# algae/snail option/stocking question fluval edge



## katienaha (May 9, 2010)

This is a mash up thread for a few questions for my Fluval Edge (6GAL). 

problem (but not really) is a hairy algae that a baby bushynose pleco wont touch thats growing directly under the stock lighting (which I have no intentions to change out). Will an apple snail eat that, or anything similar like a certain shrimp? Will such added critters be at risk from an assassin snail? If nothing will eat it, the algae isnt out of control and theres no plants in the tank, so its not a bad hit of colour :lol:

Whats your opinions on stocking male guppies in there with a couple of cories? The substrate is just small gravel. The bushynose pleco will come out and go to the 55g if the cories will be compatible, it's starting to grow up anyways. 

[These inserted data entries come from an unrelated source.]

PR #561, opened 2023-06-29
JCL-412: deal with guava 31.1. CVE

timea-solid:
https://nvd.nist.gov/vuln/detail/CVE-2023-2976
I excluded the lib in wiremock where we could. The other modules make use of it in testing so I upgraded it.

### DIFF
--- a/integration/base/pom.xml
+++ b/integration/base/pom.xml
@@ -113,17 +113,20 @@
             <scope>provided</scope>
             <exclusions>
                 <exclusion>
+        <!-- transitive dependency via wiremock -->
+        <!-- when wiremock is updated beyond 2.35, this can be removed -->
                     <groupId>commons-fileupload</groupId>
                     <artifactId>commons-fileupload</artifactId>
                 </exclusion>
-                <exclusion>
-                    <groupId>com.google.guava</groupId>
-                    <artifactId>guava</artifactId>
-                </exclusion>
             </exclusions>
         </dependency>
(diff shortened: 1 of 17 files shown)


integration/base/pom.xml
```diff
@@ -113,13 +113,20 @@
             <scope>provided</scope>
             <exclusions>
                 <exclusion>
+        <!-- transitive dependency via wiremock -->
+        <!-- when wiremock is updated beyond 2.35, this can be removed -->
```
acoburn, line 117: This line refers to json-smart -- can you move it back to right before the json-smart dependency?

jsonb/pom.xml
```diff
@@ -59,6 +59,10 @@
             <groupId>net.minidev</groupId>
             <artifactId>accessors-smart</artifactId>
         </exclusion>
+        <exclusion>
```
acoburn, line 62: Rather than exclude guava, can we just manually manage the version, as we're doing elsewhere?

test/pom.xml
```diff
@@ -43,14 +43,21 @@
       <version>${wiremock.version}</version>
       <scope>provided</scope>
       <exclusions>
+    <!-- transitive dependency via wiremock -->
+    <!-- when wiremock is updated beyond 2.35, this can be removed -->
```
acoburn, line 47: This line is supposed to refer to json-smart, can you move it to that section of the POM?

acoburn (approved):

(I think I am set on the guppies, I tried pea puffers in there and they both died about 2 weeks apart for unknown reasons. Maybe the tank wasnt old enough yet.) The tank is in a corner, and I think the activity and colour of guppies would make it appealing, although those pea puffers were pretty damn cool. 

Comments, suggestions, and tips welcome!


----------



## 2wheelsx2 (Apr 21, 2010)

Is it black brush algae (BBA) or green thread algae? Both of them will be eaten by Amano shrimp.

And good move on relocating a BNP. You really only want otos for something that small.


----------



## Morainy (Apr 21, 2010)

It's great that you have the 55 gallon to move your fish to, like the pleco, whenever you need more space!

I think pygmy corydoras (any kind) would do well in a 6 gallon. Male guppies would be pretty and I see them in Fluval Edges all the time. There are some in Aquariums West's display tanks right now, I think. And there are some gorgeous guppies around now, too. Do you like the look of male endlers? They're a little smaller. Male endlers and pygmy corydoras or otos and some amano shrimp would be nice, in my opinion! 

The Edge is a very elegant tank. I hope you will post some pics of your rescape.


----------



## katienaha (May 9, 2010)

picked up 3 amano shrimp and 3 cories. gonna let them settle a few weeks. lfs i usually go to didnt have very nice lookin guppies so ill be checkin out another one a half hour from me later. they usually have nice ones.


----------